शैव वर्ष का सबसे महत्वपूर्ण महीना। श्रावण क्या है, हर सोमवार पावन क्यों हो जाता है, कांवड़ यात्रा और उसके एक करोड़ श्रद्धालु, व्रत-विधि, और जहाँ भी रहें इस महीने को कैसे रखें।

Author
The Shiv Darshan team
Published
28 May 2026
Reading time
11 min
Category
Practice

If Maha Shivaratri is the single most important night of the Shaiva year and Pradosham is its twice-monthly heartbeat, Shravan is the most important month.

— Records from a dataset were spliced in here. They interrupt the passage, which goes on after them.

PR #988, opened 2020-11-13
Update base-es.yaml

neftalito:
Changed "cursos" to "cursor" since is what its meant to be

### DIFF
--- a/translations/base-es.yaml
+++ b/translations/base-es.yaml
@@ -880,8 +880,8 @@ settings:
             title: Deshabilitar grilla
             description: Deshabilitar la grilla puede ayudar con el rendimiento. ¡También hace
                 que el juego se vea más limpio!
-        clearCursorOnDeleteWhilePlacing:
-            title: Limpiar el cursos al apretar click derecho
+        clearOnDeleteWhilePlacing:
+            title: Limpiar el cursor al apretar click derecho
             description: Activado por defecto, Limpia el cursor al hacer click derecho
                 mientras tengas un un edificio seleccionado. Si se deshabilita,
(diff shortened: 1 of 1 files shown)


translations/base-es.yaml
```diff
@@ -880,8 +880,8 @@ settings:
             title: Deshabilitar grilla
             description: Deshabilitar la grilla puede ayudar con el rendimiento. ¡También hace
                 que el juego se vea más limpio!
-        clearCursorOnDeleteWhilePlacing:
-            title: Limpiar el cursos al apretar click derecho
+        clearOnDeleteWhilePlacing:
```
paugay, line 883: I think you can't change this key ... correct? If you do, the translation string will not be picked up.

neftalito: yeah, the key is not the problem, the problem is "title: Limpiar el *cursor* al apretar click derecho"

EmeraldBlock: why was the key changed, then?

paugay: @neftalito I understand what you say. 

Let me explain:

You want to correct line L884 because `cursos` is wrong. You want to correct it to `cursor`, and your correction looks good. However, you can't change the key of this translation string (L883). 

If you do, the string will not get translated.

neftalito: Oh, yeah, you are right. Im sorry, didnt saw i changed the key value. My bad

paugay, line 883: This translation key still need to change 😉 .

tobspr:
Closing due to no fix provided

PR #991, opened 2020-11-15
Hide wires grid when using the "Disable Grid" setting

EmeraldBlock:
When using the "Disable Grid" setting, the wires layer grid is still visible. This is changed in this PR by replacing the repeated tile image pattern with a single color. The color is the average of the colors in the tile image and has the same transparency. The grainy look of the layer is lost.

<details><summary>"Disable Grid" OFF on left, ON on right</summary>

Shravan (called Sawan in north India, Aadi in Tamil tradition, Shrabon in Bengali) is the fifth month of the Hindu lunar calendar — typically July-August in the Gregorian calendar. For Shaivas, the entire month is held as Shiva’s month. Every Monday (Somvar) becomes a Pradosham-class observance. Major temples shift their entire schedule to accommodate the surge of pilgrims. The Kanwar yatra — the largest annual religious gathering on Earth — happens during this month. Tens of millions of practitioners keep partial or complete fasts.

This essay explains what the month is, why it matters specifically to Shaivas, and how to keep it wherever you live.

What Shravan is

Shravan begins with the new moon after the summer solstice (typically late July) and ends approximately 30 days later (late August). The exact dates shift each year because the Hindu calendar is luni-solar.

Shravan 2027: approximately July 13 to August 11 (regional variations apply).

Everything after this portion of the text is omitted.